PR #37, opened 2019-12-03
Create run_kubernetes function

### LINKED ISSUE #33: Use gcsfs instead of gsutil for interacting with google cloud storage
We should move to using the `gcsfs` package for interacting with google cloud storage. This will make generating an asset list from a google cloud storage url more straightforward (see [here](https://github.com/VulcanClimateModeling/fv3config/blob/b84c948b4563408915b88df7efe6bbfb02b64c4e/fv3config/_asset_list.py#L145-L167) for current implementation with `gsutil`). With `fsspec` (https://filesystem-spec.readthedocs.io/en/latest/intro.html) it should be possible to use the same code for the local and remote filesystems.

mcgibbon:
We need to be able to run the model on kubernetes. This PR creates a python function `run_kubernetes` for doing so. It has not yet been added to the bash `fv3run` command.

Fixes #33.

Other API changes:

- `DependencyError` is removed, instead a `DelayedImportError` object is used to delay the `ImportError` until the code attempts to access a member of the imported module.

Non-API/internal changes:

- pytest is now used to run tests
- `make coverage` now uses pytest
- python 3 versions of python binaries are called explicitly (e.g. `python3` and `pip3`)
- internally the package now uses gcsfs instead of gsutil for copy operations. `fsspec`, which has the same API as `gscfs`, is now used for local copy operations other than linking
- added an example for creating a run directory using an external path, which I used to manually test remote copy operations
- asset list generation for remote and local directories has been unified into one function
- tree walking responsibility and asset creation responsibility of asset list generation has been separated into two functions
- distinction is made between "get" and "copy" in file operation helper function names
- native fv3run functionality uses a named logger instead of the root logger
- removed unused copy/link methods in `_datastore.py`
- fixed some code-formatting in sphinx docs


docs/usage.rst
```diff
@@ -142,6 +142,38 @@ separate functions based on where the model is being run.
...
+A python interface is provided for submitting `fv3run` jobs to Kubernetes. Here's
+an example for submitting a job based on the default configuration dictionary::
+
+    import yaml
+    import gcsfs
+    import fv3config
+
+    config_location = 'gs://my_bucket/fv3config.yml'
+    outdir = 'gs://my_bucket/rundir'
+    docker_image = 'us.gcr.io/vcm-ml/fv3config-python'
```
nbren12: This image has not been pushed to GCS, so I couldn't test whether this worked or not.

mcgibbon:
Ah sorry `fv3config-python` is a typo, it should be `fv3gfs-python`.

docs/usage.rst
```diff
@@ -142,6 +142,38 @@ separate functions based on where the model is being run.
...
+
+    fs = gcsfs.GCSFileSystem()  # project name is optional,
+                                # we don't use commands that depend on it
+    with fs.open(config_location, 'w') as config_file:
+        config_file.write(yaml.dump(config))
```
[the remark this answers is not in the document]
mcgibbon: Done.

docs/usage.rst
```diff
@@ -142,6 +142,38 @@ separate functions based on where the model is being run.
...
+
+    fv3config.run(
```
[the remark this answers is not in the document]
mcgibbon: Done.

docs/usage.rst
```diff
@@ -142,6 +142,38 @@ separate functions based on where the model is being run.
 .. autofunction:: fv3config.run_native
 .. autofunction:: fv3config.run_docker
 
+Submitting a Kubernetes job
+---------------------------
+
+A python interface is provided for submitting `fv3run` jobs to Kubernetes. Here's
```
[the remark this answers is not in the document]
mcgibbon: I don't think that would be appropriate to put here. Users can use kubectl or possibly the web console to get this info. I will however have the example use `gcp-key` as the secret name.

fv3config/filesystem.py
```diff
@@ -0,0 +1,59 @@
...
+def _is_gcloud_path(path):
+    return path.startswith(GS_BUCKET_PREFIX)
+
+
+def _get_gcloud_project():
+    return os.environ.get(google.auth.environment_vars.PROJECT)
+
+
+def _get_fs(path):
+    if _is_gcloud_path(path):
```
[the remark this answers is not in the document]
mcgibbon: I think that would be appropriate when we decide we want to support more than just gcs as a remote file system. As it stands, the current code is easier to read than this example and does the same thing in half the number of lines. But certainly it would be cleaner to call fsspec.filesystem(proto) when proto can take on more than one possible value (currently only 'gs').

Supporting alternate remote filesystems will be significantly more complicated than just accessing additional fsspec options - authentication has been by far most of the work in getting gcsfs to work.

docs/usage.rst
mcgibbon: Typo has been fixed, it's `fv3gfs-python`.

fv3config/filesystem.py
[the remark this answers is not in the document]
mcgibbon: I would say though in the long run that's probably the way we want to go, and we can ensure it will be easy to switch over to that usage by always instantiating the fs object using `_get_fs()`.

docs/usage.rst
```diff
@@ -142,6 +142,40 @@ separate functions based on where the model is being run.
...
+        docker_image,
+        gcp_secret='gcp-key'  # replace with your kubernetes secret
+                              # containing gcp key in key.json
+    )
+
+The gcp key is generally necessary to gain permissions to read and write from google
+cloud storage buckets. In the unlikely case that you are writing to a public bucket,
+it can be ommitted.
+
+.. autofunction:: fv3config.run_kubernetes
```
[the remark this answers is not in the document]
mcgibbon: Fixed. I also went through the whole file and made sure API links exist for all mentioned methods.

fv3config/_asset_list.py
```diff
@@ -221,28 +206,23 @@ def config_to_asset_list(config):
...
-
-def copy_file(source_path, target_path):
-    if is_gsbucket_url(source_path):
-        if gsutil_is_installed():
-            check_call(['gsutil', 'cp', source_path, target_path])
-        else:
-            raise DependencyError(f'Optional dependency gsutil not found. File {source_path} will not be copied to {target_path}')
-    else:
-        shutil.copy(source_path, target_path)
+    os.symlink(source_item, target_item)
```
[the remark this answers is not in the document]
mcgibbon: hardlinking can't work when root owns the cache directory, which is the case in our docker container. Also, the use case that required hard links which involved linking the input data in from outside the docker container no longer exists - data is either retrieved from the docker cache, or downloaded from the cloud.

tests/test_asset_list.py
```diff
@@ -179,10 +181,15 @@ def test_asset_list_from_local_dir_one_file_in_root(self):
...
         workdir = self.make_work_directory('workdir_with_files')
         self.make_empty_files(os.path.join(workdir, TEST_SOURCE_DIR), FILELIST_WITH_SUBDIR)
-        asset_list = asset_list_from_local_dir(os.path.join(workdir, TEST_SOURCE_DIR))
+        asset_list = asset_list_from_path(os.path.join(workdir, TEST_SOURCE_DIR))
         # necessary to have full path for source location in test assets
         for asset in ASSET_LIST_WITH_SUBDIR:
             asset['source_location'] = os.path.join(workdir, asset['source_location'])
+        for item in asset_list:
+            print(item)
+        print('reference')
```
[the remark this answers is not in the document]
mcgibbon: Nope. Removed.

fv3config/filesystem.py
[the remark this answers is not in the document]
nbren12: I don't think it's harder to read, and it would allow you to remove a significant chunk of the code in this module. It would allow you to delete `_is_gcloud_path`, `_get_gcloud_fs`, `_get_gcloud_project`, as well as the manual import and instantiation `LocalFileSystem`. I see no reason not to use the more general purpose solution in this case.

docs/usage.rst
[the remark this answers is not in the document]
nbren12: Why not? Currently we are the only users of this package. I don't see why we can't add some information that will make our lives easier.

tests/test_kubernetes.py
```diff
@@ -0,0 +1,166 @@
...
+
+
+def test_local_outdir_rejected(config_location, docker_image, runfile):
+    with pytest.raises(ValueError):
+        fv3config.fv3run._kubernetes._get_job(
+            config_location, '/local/outdir', docker_image, runfile)
+
+
+def test_get_job(
+        config_location, outdir, docker_image, runfile, jobname,
```
nbren12: This test is bit tricky to read, some whitespace and comments would help, but it would be better to split it into several functions. There are a lot of assert statements for one tests.

tests/test_kubernetes.py
```diff
@@ -0,0 +1,166 @@
...
+        _check_env(container.env, 'CLOUDSDK_AUTH_CREDENTIAL_FILE_OVERRIDE', '/secret/gcp-credentials/key.json')
+    else:
+        _check_env(container.env, 'GOOGLE_APPLICATION_CREDENTIALS', None)
+        _check_env(container.env, 'CLOUDSDK_AUTH_CREDENTIAL_FILE_OVERRIDE', None)
+    _check_env(container.env, 'GOOGLE_CLOUD_PROJECT', google_cloud_project)
+    _check_resource_requirements(
+        container, memory_args.memory_gb, memory_args.memory_gb_limit, cpu_count)
+
+
+def _check_job(job, jobname):
```
nbren12: I think you should change "check" to "assert" in all these functions. In this case, "check" and "assert" have the same meaning, so it is confusing that we use `assert` in some places, and `check` in others. *Clean code* makes the point that the same concept shouldn't have two names.

tests/test_asset_list.py
```diff
@@ -104,6 +104,8 @@ def cleanup(self):
 
 class AssetListTests(unittest.TestCase):
 
+    maxDiff = 999
```
nbren12: What does this mean?

setup.py
```diff
@@ -45,8 +46,9 @@
     },
     install_requires=requirements,
     extras_require={
-        'bucket-access': 'gsutil',
+        'bucket-access': ['gcsfs', 'google-cloud-storage'],
```
nbren12: is `google-cloud-storage` not a dependency of `gcsfs`?

fv3config/fv3run/_kubernetes.py
```diff
@@ -0,0 +1,266 @@
...
+                name='gcp-key-secret',
+                secret=kube.client.V1SecretVolumeSource(
+                    secret_name=self.gcp_secret
+                )
+            )
+        else:
+            return None
+    
+    @property
+    def volume_list(self):
```
nbren12: Nit: maybe rename to `volumes`. I am not a huge fan of naming things with the type in them unnecessarily. Is it really important that it's a "list" versus another type of iterable?

fv3config/fv3run/_kubernetes.py
```diff
@@ -0,0 +1,266 @@
...
+        if self.gcp_secret is not None:
+            return [self._secret_volume]
+        else:
+            return []
+    
+    @property
+    def volume_mounts_list(self):
```
nbren12: Same comment as above. `volume_mounts` would be fine.

fv3config/fv3run/_kubernetes.py
```diff
@@ -0,0 +1,266 @@
...
+                    name=self._secret_volume.name,
+                    read_only=True,
+                )
+            ]
+        else:
+            volume_mounts_list = []
+        return volume_mounts_list
+
+    @property
+    def _secret_env_list(self):
```
nbren12: `env` isn't 100% clear. I would say `_secret_environmental_variables`

fv3config/filesystem.py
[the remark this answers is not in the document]
nbren12: I think this module is really a good demonstration of why there are design patterns (e.g. the factory pattern, prototype pattern, etc) for creating objects.

docs/usage.rst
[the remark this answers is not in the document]
mcgibbon: I added the note to the `fv3net` readme that our vcm key name is `gcp_key`. I think that is the "right" place to put internal onboarding documentation as to how our workflows work and how our credentials are set up. That coupled with the example value being `gcp_key` should be enough to tell people what key to use.

On top of that, `kubectl get secrets` immediately says we have a gcp_key secret.

Even if we're the only people using this package right now, the idea is to make it so that's not the case. We have some steps to get there still but I'd like to step forward. Personally I'd be afraid to use a package that goes as far as to say what their internal credentials secret is called in the package documentation.

fv3config/filesystem.py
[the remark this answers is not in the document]
mcgibbon: I've combined what you're saying about being able to delete _is_gcloud_path etc. with what I was saying about writing the code for only `gs://` at the moment. Everything is now completely agnostic to the type of remote filesystem being used, so adding remote filesystems will really be as simple as modifying `get_fs`.

I also felt `get_fs` is a central enough method that I removed the underscore, even if it's meant to be used internally only and probably shouldn't be imported into the top-level namespace. Its API should remain stable.

tests/test_kubernetes.py
mcgibbon: They are distinct concepts. You "check" a noun while you "assert" a statement. "assert job" implies asserting bool(job), in other words that job exists. I think I have been consistent in using "assert_{expression}" everywhere else, "check_{object}" has generally not been necessary because we've avoided writing many objects.

I really dislike having a "check_{object}" test at all because it implies we're testing multiple expressions about the object and I'd rather have one test for each, but there are way too many super simple tests for that to be good here.

It's also generally bad to "test that the object you instantiated is what you supplied as arguments", because it generally implies the object you instantiated should be simpler. It's essential here because we're wrapping some pretty gnarly google API we aren't allowed to change into a much simpler job creation API.

I could have used "_assert_job_is_correct", but I felt "_check_job" was a more succinct way of saying this. Would you prefer I change the structure of the names to `_assert_{noun}_is_correct`?

tests/test_asset_list.py
mcgibbon: It's a pytest thing that will increase the maximum length of a diff that it will show. I added it to get the output I needed to see at the moment a test was failing and it *could* be removed, but it probably should be kept in because apparently the asset list tests are such that they make errors with very large diffs that need to be printed.

tests/test_kubernetes.py
mcgibbon: Hahaha you should have seen it before I refactored the code into 6 different functions.

The core issue is that `get_job` has a lot of arguments. In order to test all possible combinations, this test takes 9 fixtures. The main test function actually has fewer than 2 lines per fixture, and I think has gotten to be about as efficient/readable as it can be while still fully testing the 9-argument function.

I squeezed out a little more readability by combining the secret-related checks into a helper.

The "baseline" for testing this was previously there were zero tests and people didn't seem to think having this test was necessary. Now there is a test that will find pretty much all the errors, though it's less than optimally readable (to be generous). It can probably be improved by splitting it somehow into multiple tests, but I think that's more effort than required here.

setup.py
mcgibbon: I had added it as an explicit dependency because I was using it explicitly to get the environment variable name used for the gcloud project name. No longer doing that, so I removed the dependency.

fv3config/fv3run/_kubernetes.py
mcgibbon: I used `env` because that is the name used by the kubernetes API.

fv3config/fv3run/_kubernetes.py
mcgibbon: Having both `varname` and `varnames` is a specific example in _Clean Code_ of something not to do, since it's hard to differentiate the two at a glance, and easy to accidentally typo one into the other. As a result I often append `_list` to an iterable of things, that does not necessarily need to be of type `list`.

Here we don't have both names, and the name used by kubernetes is also `volumes` and `volume_mounts`, so I've renamed it as you suggested.

fv3config/fv3run/_kubernetes.py
mcgibbon: Done.

tests/test_kubernetes.py
nbren12: Okay. That is fine. I agree that it's hard to cleanly test a deeply nested structure like the google api. So this is more of an integration test anyway.

setup.py
nbren12: Okay. thank you.

fv3config/fv3run/_kubernetes.py
nbren12: Yah maybe it's having two names which is the problem. I can't think of a case when a good software unit would have both `volume` and `volumes` attributes since that would indeed be confusing.

I don't remember that section in Clean Code. Is there something wrong with this?
```
for name in names:
   pass
```
That seems like good idiomatic python code to me.

mcgibbon: Apparently it wasn't in Clean Code, I must have read it somewhere else. I do find though that it's easier to read at a glance:
```
for name in name_list:
    pass
```
I also have been burned at least twice by using `for name in names` where I accidentally wrote `names` (or the equivalent for the name I had) within the for loop.

I agree that when they don't appear together, the simple plural noun is probably best.

PR #43, opened 2020-01-03
Add node pool taint toleration to kubernetes submission

frodre:
This PR adds a toleration to the kubernetes job submission process.  The toleration is keyed to allow the jobs to run on the large nodes that exist on the `ml-cluster-dev` kubernetes cluster.  The need for a taint/toleration procedure is to keep specific `kube-system` pods off of the large nodes for proper node spin-down after completion.  Prior to this, some of the pods would stay up indefinitely, which would be needlessly expensive.  

I considered formalizing this as a configuration argument in `KubernetesConfig` for letting the user specify multiple tolerations, but since we only have one simulation cluster currently and since that cluster (with the taint) will change relatively infrequently, I don't think it's necessary yet.


frodre:
[Update terraform documentation and automate VM kubectl configuration for proxy cluster access.](https://trello.com/c/cY4fHktf/181-update-terraform-documentation-and-automate-vm-kubectl-configuration-for-proxy-cluster-access)

tests/test_kubernetes.py
```diff
@@ -114,6 +114,10 @@ def test_get_job(
     _check_resource_requirements(
         container, memory_args.memory_gb, memory_args.memory_gb_limit, cpu_count
     )
+    toleration = pod_spec.tolerations[0]
+    assert toleration.effect == "NoSchedule"
+    assert toleration.key == "dedicated"
+    assert toleration.value == "climate-sim-pool"
```
mcgibbon: This would be suitable to put in a `_check_tolerations` helper function, and should additionally test that `len(pod_spec.tolerations) == 1`. After that, looks ready to merge.

frodre: Thanks! Changes have been made to address these two suggestions.

PR #45, opened 2020-01-10
Add local caching to get_file operation

mcgibbon:
This PR modifies `get_file` so that it caches remote files in the fv3config cache directory. Presently this is done with all files, and there isn't an API to disable it. Adding such an API would be fairly easy, but we'd need to come up with the design (easiest would be some kind of `cache_downloads(True/False)` routine).

Other small changes:
- functions in `derive` that pertained to filenames for options have been moved to `_datastore.py` alongside the routines that retrieve directories for options. This was necessary to avoid circular imports.
- functions for getting/setting the cache directory have been moved to their own module. This was necessary to avoid circular imports.
- anchor versions for black and flake8 in the circleci config and requirements_dev.txt
- Ignore a flake8 style convention that black and flake8 disagree on (whitespace before ":")

Tests have been added to check the location chosen to cache a file. The caching itself is untested because it requires remote url access, and might not be necessary because the function itself is quite simple (three lines).


tests/test_datastore.py
```diff
@@ -31,35 +33,35 @@ def mock_requests_get(url):
...
     def test_get_archive_dir(self):
-        result = fv3config.get_cache_dir()
+        result = fv3config.cache_location.get_cache_dir()
         assert isinstance(result, str)
         assert os.path.isabs(result)
 
     def test_set_then_get_archive_dir(self):
         with tempfile.TemporaryDirectory() as tempdir:
-            original = fv3config.get_cache_dir()
+            original = fv3config.cache_location.get_cache_dir()
```
mcgibbon: FYI changes like this were done automatically by PyCharm's refactor operation. I'm leaving it because it's fine to be explicit about where the function lives in the test files, but it does still exist at the top level and that's where it should be used in user code.

fv3config/_asset_list.py
```diff
@@ -172,7 +172,7 @@ def write_asset(asset, target_directory):
     if not os.path.exists(os.path.dirname(target_path)):
         os.makedirs(os.path.dirname(target_path))
     if copy_method == "copy":
-        get_file(source_path, target_path)
+        filesystem.get_file(source_path, target_path, cache=True)
```
mcgibbon: This is the only place I've added caching, which I think is sufficient. Let me know if that's not the case.

Issue #46, opened 2020-01-11
Remove "options" for file locations in favor of automatic cache


mcgibbon:
We should move towards a system that no longer has "options" available for data, and instead uses remote URLs that get cached locally. Motivations for this change are listed below.

This involves a few changes:

- Replace `get_default_config()` with `get_config(location)` which accepts a remote file location. Initially, get_default_config should remain in place but should present a DeprecationWarning. It would return a dictionary that uses remote paths instead of "options".
- Remove `initial_conditions` and `forcing` keys from the configuration dictionary.
- Rename `patch_files` to `file_sources`.
- Allow not just asset dictionaries but also strings in `file_sources`. A string should represent a path (either file or directory) which is copied into the run directory recursively. These would be replaced by asset dictionaries internally. To place files in subdirectories, users should either place the files under a subdirectory in the source location, or use the more extensive asset dict representation (@oliverwm1 has found for loops generating asset dicts to be a very smooth workflow).
- Add keys `orographic_data` and `field_tables` to the config dict. These locations should be directories which have the same structure as the current cache locations. Orographic data should be placed in resolution subfolders and field_tables should be labelled by scheme.
- Remove the `data_table` key, treat it as a forcing file.
- Treat "default" as a filename instead of option for `diag_table`.

A sample configuration dictionary (excluding the namelist) might look like the following yaml (note this is a mockup and doesn't represent a valid run directory):
```
experiment_name: default_experiment
forcing: gs://vcm-fv3config/data/base_forcing/v1.1
initial_conditions: gfs_example
file_sources: [
    gs://vcm-fv3config/data/base_forcing/v1.1,
    gs://vcm-fv3config/config/data_table/v1.0/data_table,
    {
        source_location: gs://vcm-fv3config/data/initial_conditions/gfs_initial_conditions/v1.0,
        source_name: file.nc,
        target_location: ,
        target_name: file.nc,
        copy_method: copy,
    },
]
orographic_data: gs://vcm-fv3config/data/orographic_data/v1.0
field_tables: gs://vcm-fv3config/config/field_tables/v1.0
diag_table: gs://vcm-fv3config/config/diag_table/v1.0/diag_table
```

Motivations:

[...]

PR #49, opened 2020-01-21
added support for bind-mounting local files in run_docker

### LINKED ISSUE #48: Let `run_docker` work with assets present on host system
It would also be nice to make `run_docker` work with assets that are present on this host system, which can be symlinked in using bind_mounts.

mcgibbon:
Fixes #48. Bind-mounts at the same level as specified by the config dict (directories if absolute path, filename if asset dict).

A side-effect of this is that calling run_docker will trigger an access request on the configuration dictionary. If the user does not have access, the command will fail (not really an issue, since it would also fail inside the docker container in that case). This did require mocking out the access in some other unit tests.

No documentation change needed as the lack of support for bind-mounting local files was undocumented. I did shift one documentation section at the suggestion of @oliverwm1 to make the order of information smoother.

Tests that the correct locations are bind-mounted are added.

### DIFF
--- a/tests/test_fv3run.py
+++ b/tests/test_fv3run.py
@@ -369,7 +369,7 @@ def test_get_credentials_args(keyfile, expected_docker_args, expected_bind_mount
                     }
                 ],
                 "data_table": "gs://bucket/data_table/default",
-                "patch_files": []
+                "patch_files": [],
             },
             [],
         ],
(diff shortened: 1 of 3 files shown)


tests/test_fv3run.py
```diff
@@ -265,3 +279,83 @@ def test_get_credentials_args(keyfile, expected_docker_args, expected_bind_mount
...
+                "/local/forcing/default",
+                "/local/diag/default",
+            ],
+        ],
+        [
+            {
+                "experiment_name": "default_experiment",
+                "initial_conditions": "gs://bucket/initial_conditions/default",
+                "forcing": "gs://bucket/forcing/default",
+                "diag_table": [
```
oliverwm1: This test is a bit confusing, since in practice `diag_table` cannot be specified as an asset dict. Perhaps this was meant to be the `patch_files` entry? Either way, a config dict that uses the `patch_files` option should be tested.

oliverwm1: The docs state that initial_conditions, forcing or patch_files can use the asset representation.

We could update the API, but I suggest we also address this as part of #46.

PR #53, opened 2020-01-22
Only use --oversubscribe flag if cpu count requires it

oliverwm1:
This PR ensures the `--oversubscribe` MPI flag is only used if the CPU count requires it. It adds the `--use-hwthread-cpus` flag so that hyperthreaded cores (such as on google VMs and MacBooks) will be used.

It also fixes a bug in `_create_job_object` by ensuring that the container name is alphanumeric.

### DIFF
--- a/fv3config/fv3run/_native.py
+++ b/fv3config/fv3run/_native.py
@@ -2,6 +2,7 @@ import logging
 import contextlib
 import resource
 import subprocess
+import multiprocessing
 import os
 import tempfile
 import warnings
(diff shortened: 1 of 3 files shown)


fv3config/fv3run/_native.py
```diff
@@ -65,6 +66,16 @@ def _set_stacksize_unlimited():
         )
 
 
+def _add_oversubscribe_if_necessary(mpi_flags, n_processes):
+    try:
+        cpu_count = multiprocessing.cpu_count()
+        if cpu_count < n_processes:
+            mpi_flags += ["--oversubscribe"]
+    except NotImplementedError:
+        warnings.warn("could not determine cpu count, assuming it is sufficient")
```
mcgibbon: replace "it is sufficient" with "number of processors is at least as many as number of MPI tasks"

oliverwm1: Done, thanks.

PR #623, opened 2020-07-26
Add is_opened() function in WebSocketApp class

G-Lauz:
As user sometime we want to know if the WebSocket his still open with the WebSocketApp class, used in that way could be intuitive:
```Python
import websocket

ws = websocket.WebSocketApp("ws://foo.com")
ws.run_forever()
if ws.is_opened():
    do_something()
```

### DIFF
--- a/websocket/_app.py
+++ b/websocket/_app.py
@@ -312,6 +312,9 @@ class WebSocketApp(object):
             teardown()
             return not isinstance(e, KeyboardInterrupt)
 
+    def is_opened(self):
+        return self.sock is not None
+
     def create_dispatcher(self, ping_timeout):
         timeout = ping_timeout or 10
         if self.sock.is_ssl():


engn33r:
Sorry, I tried testing this PR and it did not work as expected for me. I will close this PR for now, but if you would like to provide a working proof of concept, code edit, or other update, I would be happy to reopen the PR it this works properly. Here is the code I used to test this PR (a lightly modified example from the [project documentation](https://websocket-client.readthedocs.io/en/latest/examples.html#creating-your-first-websocket-connection)):

```python
import websocket

def on_message(wsapp, message):
    print(message)

wsapp = websocket.WebSocketApp("wss://api.bitfinex.com/ws/1", on_message=on_message)
wsapp.run_forever()

print("Testing123")
if wsapp.is_opened():
    print(">>>>>>>>>>>>OPEN")
```

I do not see "Testing123" or "OPEN" printed out. With the way that the threading is currently functioning in the library, no code is executed after the `run_forever()` function.

PR #627, opened 2020-07-31
Add support for permitting additional values in the headers

### LINKED ISSUE #626: Header validation bug (Connection: Upgrade, Keep-Alive)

### WHAT THE TASK ASKS
From the listing above, pick out each line where the word "interacting" appears.

### RESPONSE TO THE TASK
### LINKED ISSUE #33: Use gcsfs instead of gsutil for interacting with google cloud storage
We should move to using the `gcsfs` package for interacting with google cloud storage. This will make generating an asset list from a google cloud storage url more straightforward (see [here](https://github.com/VulcanClimateModeling/fv3config/blob/b84c948b4563408915b88df7efe6bbfb02b64c4e/fv3config/_asset_list.py#L145-L167) for current implementation with `gsutil`). With `fsspec` (https://filesystem-spec.readthedocs.io/en/latest/intro.html) it should be possible to use the same code for the local and remote filesystems.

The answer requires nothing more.